So, here I am. Alone, confined to the house, with a less than consoling cup of freshly brewed coffee as company. I have to admit that in itself wasn't enough to ground my spirit. I have been soaring high for over a week. About ten days ago, during what we call the "Picasso Project"--a new one I am experimenting with--there occurred in class what I would describe as one of those mysteriously miraculous "What was that?" "Wow, "I want more of that!" "Let's celebrate!!" moments.

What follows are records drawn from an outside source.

PR #382, opened 2022-04-04
Release 1.0.0

Whathecode:
The first stable release of CARP core. The backend application services have been stabilized, and migration functionality is included so that older clients will still be able to call newer backends of the same major API level.

In addition, participants are now invited using _participant roles_, which dictate which devices they will be assigned to, and which data they are expected to input. This impacts various objects that previously held assigned device role names. (https://github.com/cph-cachet/carp.core-kotlin/pull/373) For the majority of studies that only contain a single participant role, no roles need to be specified, and `AssignedTo.All` can be used to have the same behavior as in older versions.

Dependency updates:

- kotlinx.serialization 1.3.2
- coroutines 1.6.0

### Common

- **Big rename**:
  - `TaskDescriptor` to `TaskConfiguration`
  - `Trigger` to `TriggerConfiguration`
  - Consistently use `statusList` for plural of `status` (https://github.com/cph-cachet/carp.core-kotlin/pull/359)
- Removed `FreeFormText`. This was a catch-all solution for extensibility, which was already possible by implementing custom `DataType`s.
- Functionality to migrate incoming API requests to the runtime version (https://github.com/cph-cachet/carp.core-kotlin/pull/367):
  - Each application service has a matching `ApplicationServiceApiMigrator`.
  - Call `migrateRequest` for incoming JSON requests, which can be old versions, to retrieve a `MigratedRequest` which holds the runtime version in `request`.
  - Call `MigratedRequest.invokeOn` to call the application service an return the JSON response in the version expected by the caller.
- Add `ACCELERATION`, including gravity, to `Smartphone`. (https://github.com/cph-cachet/carp.core-kotlin/pull/369)
- `Username` serialized as string primitive in JSON, rather than object (only used in `UsernameAccountIdentity`).
- Renamed `RRInterval` to `InterbeatInterval`, which is more general since not all interbeat intervals need to be based on RR peaks (https://github.com/cph-cachet/carp.core-kotlin/pull/380/commits/4083b64eb034ea08efc9738945e1a417c87214e4).

### Protocols

- Optional participant roles can be defined in `StudyProtocol`, and devices can be assigned to participant roles. By default, devices are assigned to "all" roles, meaning all participants in case no roles are specified. (https://github.com/cph-cachet/carp.core-kotlin/pull/373)
- Expected participant data now includes an optional participant role the `ParticipantAttribute` applies to. The equivalent of the old behavior is using `AssignedTo.All`, in which case the data can be edited by all participants in the deployment. When assigning data to one or more specific participant roles, the data can be set _per role_.

### Deployments

- Expected participant data is now included in `PrimaryDeviceDeployment`, so that clients have access to the necessary meta data to determine validity of data.
- `ParticipationService.setParticipantData` now includes a `inputByParticipantRole` parameter to set data assigned to a specific participant role.

### Studies

- Added `StudyService.RemoveProtocol`. (https://github.com/cph-cachet/carp.core-kotlin/pull/360)
- Added `studyProtocolId` to `StudyStatus`, which is `null` until study protocol is set. (https://github.com/cph-cachet/carp.core-kotlin/pull/365)
- `RecruitmentService.inviteNewParticipantGroup` now uses `AssignedParticipantRoles` rather than `AssignParticipantDevices`.
- `StudyService.setInternalDescription` can now set `description` to `null` to indicate no description is set (it is `null` to start out with).

### Data

- `DataStreamService.removeDataStreams` returns IDs of study deployments for which data streams were removed.
- Removed `DataTimeType.EITHER`: all data points in a data stream sequence should be `POINT` or `TIME_SPAN`, but not a mix of the two.
- Timestamps in sequences are now validated (https://github.com/cph-cachet/carp.core-kotlin/pull/366):
  - `POINT`: start time of subsequent points should always be > last point
  - `TIME_SPAN`: end time should be > last end time; start time >= last start time


pmasulli (approved):

ltj (commented):
🎉

PR #407, opened 2022-10-10
Interval sampling constraints

Whathecode:
For measures which support configuring an _interval_ at which to collect data, the introduced changes now support setting a fixed set of interval options in the corresponding sampling scheme.

In addition, while adding the `nearestOption` helper method to the interval sampling configuration builder, I noticed that the `Smartphone` sampling configuration builder did not yet expose accelerometry and angular velocity configurations.


thaiphandinh (approved):
Looks good to me!

pmasulli (approved):

PR #409, opened 2022-10-12
Add PPG measure data type

Whathecode:
Add a measure data type for photoplethysmogram data.

Considerations while choosing the current PPG format which includes data for multiple light sources, as opposed to a separate data type per light source:
- Some sensors use multiple LEDs: either different wavelengths of light (which corresponds to deeper penetration of the light into the skin), or at different locations to provide redundancy or light from different angles.
- The wavelength of LEDs for sensors is not always documented.
- Researchers interested in PPG are most likely interested in custom analysis/feature derivatives: e.g., heartrate or interbeat interval. Any _additional_ data which can help them perform a better analysis is likely valuable to them. Some wearables include multiple PPG channels. A common use case is to select the "best" signal out of multiple collected. Thus, when multiple channels are available, it makes sense to bundle samples collected approximately at the same time (sub-millisecond) together.
- There seems to be no agreed-upon unit for PPG data. But, it's very unlikely a given sensor would use multiple units for different channels.
- Some sensors allow turning data collection for individual light sources on/off.

Design decisions:
- The specific device should uniquely identify/name the light sources it collects data for. An early consideration was to use wavelength, but this would not allow to disambiguate between multiple LEDs of the same wavelength.
- PPG sensor specifications should at a later point in time be included in `DeviceRegistration` (https://github.com/imotions/carp.core-kotlin/issues/410):
  - The data is unitless, but not always. If the unit is known, it can be documented.
  - If wavelengths for LEDs are known, they can be documented.


pmasulli (approved):
looks good :)

PR #411, opened 2022-10-12
Allow adding sensor-specific data to measures

### LINKED ISSUE #293: Support adding "extra" infrastructure-specific data in data points
For example, stepcount currently only contains number of steps taken.

But, when stepcount is collected through the Apple Health API, it also carries a `deviceSource` field, which can be the phone, or for example a connected smartwatch.

How do we allow such extra data to be uploaded?

Whathecode:
Closes #293 

- Added `sensorSpecificData` to a new `SensorData` interface extending from `Data`.
- Updated `carp-common.md` documentation to reflect newly introduced `SensorData` and include better documentation for other data types. Be sure to [give this a proofread](https://github.com/imotions/carp.core-kotlin/blob/sensor-specific-data/docs/carp-common.md).
- Added migration to remove `sensorSpecificData` from `DataStreamService.getDataStream`. This wasn't caught by the current backwards compatibility tests since it is an optional field in JSON, but if a new backend has the data set, old clients calling `getDataStream` using the current default JSON serializer would fail. A specific test was introduced to test the migration. Additional functionality to implement this was also added to the migration builders. And, a backlog item was added to decouple the JSON transformation logic from the API migrations: #412 
- Added a reflection test to verify whether all implementations of `SensorData` set `sensorSpecificData` to `null`. Since this was was similar to `DeviceConfigurationReflectionTest`, a new common test class was created.


thaiphandinh (approved):
Looks good!

PR #418, opened 2022-11-26
Doc: adding a new connected device configuration

Whathecode:
Documentation on device configurations and how to add new connected device configurations. This is a more common use case than adding primary device configurations (like `Smartphone`) which I for now did not focus on, but in essence is the same, plus likely some additional considerations.


pmasulli (approved):
looks good!

PR #439, opened 2023-04-19
Fix: check for CustomData when serializing measurements

xelahalo:


Whathecode (approved):
Your changes broke a whole bunch of other unit tests. But, thank you for introducing the new unit tests which pointed out the problem!

As I suggested on Slack, the problem lies in the custom `MeasurementSerializer`, which overrides the default serializer behavior, which otherwise works perfectly. I therefore moved the fix there instead of an overloaded `getDataType`.

The `SerializerDerivedMethods` you modified that operate on the `Map` already took care of "unknown" types since unknown types wouldn't be registered in the map, in which case `getDataType` wouldn't be called. Similarly, you would only ever call `measurement` with types you have at runtime.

The spirit was about to grab me and I was feeling that dance step in my fingers when I made the mistake of opening my mail box and I began to read what seemed to be the opening chapters of a long lost Dickens novel, "A Valentine's Carol." This "bah, humbug" mesage that hit me the wrong way. On this morning after Valentine's day, I opened my mailbox to receive a very "unvalentine card" addressed to me. As I read it, I thought maybe Cupid had put the wrong stuff on the tip of his arrow. The message was from a professor who started her message with an abrupt "You always think the best of students and that they each have such potential. Well, let me show you...." She went on with a list of "they can't write" student mistakes on an essay test she had just graded. You know, it was one after another of those "....according to students" bloopers that we all love to find in student's words or actions and can't wait to share. Maybe it was the juxaposition between what had happened to a self-described "nothing little girl" who started growing into an "important tall woman" in class and the not so subtle ridiculing, sarcastic and self-righteous "Look who they're letting in these days" and a groaning "why me" tone of this professor's heart-missing message.

Anyway, the "soaring miracle" will have to wait since this unloving message sent me "sore-ing."

This professor's message sent me back to synagogue last night. The central prayer of the Sabbath service is called the Amidah, the silent devotional. It ends with a not-so-gentle reminder and admonition that begins with these words: "Oh, Lord, Guard my tongue from evil, and my lips from speaking guile." I've heard those words and have spoken them in open refrain for many a decade. This morning I suddenly saw their meaning.

There is a folk tale about a man who bloopered someone. Feeling guilty, he came to the rabbi to ask how he could be repentant and take back his words and the harm they've done.

"That's a tough one," said his rabbi.

"There must be something I can do?

"Let me think."

A donation?

"Let me think!"

"What if I go to the person and beg forgiveness, and tell him what I've been saying about him behind his back?"

The rabbi thought for few minutes. "Tell you what, go home and bring me a feather pillow."

"Whatever you tell me to do," replied the bewildered man.

When he returned, the rabbi told him to take it outside, climb the nearby hill, and tear it open in the wind. "Once you've done that, come back."

The even more bewildered man did as he was told and returned thinking that in some way the feathers acted as some strange ritual act of contrition.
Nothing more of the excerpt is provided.